Foot Locker Inc. (NYSE: FL) released its fourth-quarter financial results before the markets opened on Friday. Although the company reported a beat on the bottom line, this wasn’t enough to offset revenues and declining comparable sales. As a result, investors voted with their shares and sent the stock lower in early trading on Friday.
The footwear retailer posted $1.26 in earnings per share (EPS) and $2.21 billion in revenues, compared with consensus estimates from Thomson Reuters of $1.25 in EPS on revenue of $2.22 billion. The same period of last year reportedly had EPS of $1.37 and $2.11 billion in revenue.

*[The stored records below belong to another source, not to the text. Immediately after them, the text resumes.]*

PR #5511, opened 2025-08-29
Refetch offerings when preferred locale is set

joshdholtz:
### Motivation

Refetch current offerings (no cache) when preferred locale is set

### Description

Use a rate limiter when attempting to fetch current offerings when setting preferred locale (2 times per minute)

### DIFF
--- a/Sources/Purchasing/Purchases/Purchases.swift
+++ b/Sources/Purchasing/Purchases/Purchases.swift
@@ -1931,6 +1931,10 @@ extension Purchases {
 
     // swiftlint:disable missing_docs
     @_spi(Internal) public func overridePreferredLocale(_ locale: String?) {
+        guard locale != self.systemInfo.preferredLocaleOverride else {
+            return
+        }
+
         self.systemInfo.overridePreferredLocale(locale)
 
         if self.overridePreferredUILocaleRateLimiter.shouldProceed() {


Sources/Purchasing/Purchases/Purchases.swift
```diff
@@ -1931,6 +1932,13 @@ extension Purchases {
     // swiftlint:disable missing_docs
     @_spi(Internal) public func overridePreferredLocale(_ locale: String?) {
         self.systemInfo.overridePreferredLocale(locale)
+
+        if self.overridePreferredUILocaleRateLimiter.shouldProceed() {
+            // Refetches new offerings with preferred locale
+            self.getOfferings(fetchPolicy: .default, fetchCurrent: true) { _, _ in
+                // No-op
+            }
+        }
```
ajpallares, line 1945: Perhaps we could trigger the `getOfferings` only when 
```swift
self.systemInfo.preferredLocaleOverride != locale
```

It's the most basic comparison, but at least it guards against developers setting to the already-set preferred locale.

JZDesign: I'd rather bump that responsibility to the networking layer, but I see that we are using an ephemeral session with no cache. And our e-tag cache isn't well suited for this… is there a reason we can't inject a flag to a request to use a non ephemeral session and set the cache policy to something really short like a minute?

JZDesign (approved):

Sources/Purchasing/Purchases/Purchases.swift
joshdholtz: > Is there a reason we can't inject a flag to a request to use a non ephemeral session and set the cache policy to something really short like a minute?

This is a question 🤔 I'm do not remember off the top of my head why we use the session and caching that we use. I used to know at one point but probably should understand again 🤷‍♂️ 

> I'd rather bump that responsibility to the networking layer

I'll leave it here for now since it short circuits it right at the start without touching any other layers and so its explicit that we aren't doing any extra networking calls to our API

During the fourth quarter, comparable-store sales decreased 3.7%.
In terms of guidance for the 2018 full year, the company currently expects a flat to up by low single-digit comparable-store sales performance and gross margins to begin recovering from 2017’s 31.6% rate. The consensus estimates are $4.51 in EPS on $7.79 billion in revenue for the year.
On the books, Foot Locker’s cash and cash equivalents totaled $849 million at the end of the quarter, down from $1.05 billion in the same period of last year.
Richard Johnson, board chair and chief executive, commented:
The dramatic shifts influencing the expectations and behaviors of our customers continued to affect our business in the fourth quarter, just as they have throughout 2017. That said, we remained a highly profitable company in 2017, even though our sales and profit results were not what we planned for going into the year. Looking ahead, with the product and other strategic initiatives we have underway, we believe we are positioned well, both organizationally and financially, to successfully transform our business to continue inspiring and serving an exceptionally dynamic youth culture, for generations to come.
Shares of Foot Locker traded down more than 13% early Friday at $39.79, with a consensus analyst price target of $54.95 and a 52-week range of $28.42 to $77.86.